A general view of the Action Hub during the COP26 UN Climate Change Conference in Glasgow on November 11, 2021, when China and the US formed a pact to accelerate climate action this decade. Photo: Agence France-Presse

“The US and China can stop talking, but they cannot stop extreme climate events on their own,” Lee said. “Ultimately, it is in both their self-interest to accelerate ambitious domestic climate action, as the world’s two largest emitters avoid further losses due to climate impacts.”

While bilateral agreements are a way to help China and the US accelerate efforts to cut emissions, competition could serve as an “alternative approach that is potentially more effective”, said Alexandra Hackbarth, a senior policy adviser focused on US-China climate diplomacy at E3G, a climate change think tank.

China already has a “very large national [emission reduction] programme, so I don’t think the country will slow down what it is already working on”, said Christine Loh Kung-wai, chief development strategist at the Institute for the Environment of the Hong Kong University of Science and Technology.

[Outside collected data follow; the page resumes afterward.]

PR #8330, opened 2019-12-18
create whatsnew-72 [Fixes: #8331]

Errolyn:
## Description 
Create whatsnew-72 page

Link to page on demo: https://www-demo-whats-new-72-yeyfvjkm.herokuapp.com/en-US/firefox/72.0/whatsnew/all/
## Issue / Bugzilla link
#8331

### DIFF
--- a/bedrock/firefox/views.py
+++ b/bedrock/firefox/views.py
@@ -553,8 +553,8 @@ class WhatsnewView(l10n_utils.LangFilesMixin, TemplateView):
                 template = 'firefox/whatsnew/index.html'
         elif locale == 'id':
             template = 'firefox/whatsnew/index-lite.id.html'
-        elif version.startswith('72.') and lang_file_is_active('firefox/whatsnew_72', locale):
-            template = 'firefox/whatsnew/whatsnew-fx71.html'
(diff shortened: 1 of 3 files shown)


bedrock/firefox/views.py
```diff
@@ -553,6 +553,8 @@ def get_template_names(self):
                 template = 'firefox/whatsnew/index.html'
         elif locale == 'id':
             template = 'firefox/whatsnew/index-lite.id.html'
+        elif version.startswith('72.') and lang_file_is_active('firefox/whatsnew_72', locale):
```
alexgibson:
```suggestion
        elif version.startswith('72.') and lang_file_is_active('firefox/whatsnew_71', locale):
```

bedrock/firefox/views.py
```diff
@@ -553,6 +553,8 @@ def get_template_names(self):
...
+            template = 'firefox/whatsnew/whatsnew-fx72.html'
```
alexgibson: Adding a [test](https://github.com/mozilla/bedrock/blob/master/bedrock/firefox/tests/test_base.py#L159) to make sure that the right template is shown here would be good too?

China ‘faces US$6.5 trillion green funding gap’ to reach emissions goal

“I hope climate talks can resume soon, but it seems to depend on the overall relations between the two countries,” Loh said. “Their cooperation is important because they can complement each other well and they both have enormous capabilities.”

Still, Georgetown’s Lewis expressed hope that the US-China disengagement in climate cooperation is temporary.

“We have seen a lot of instability in the US-China relationship, but climate change is one area that has weathered the storms,” Lewis said. “Climate change cooperation is in the interest of both the US and China, and benefits the two countries both technically and diplomatically.”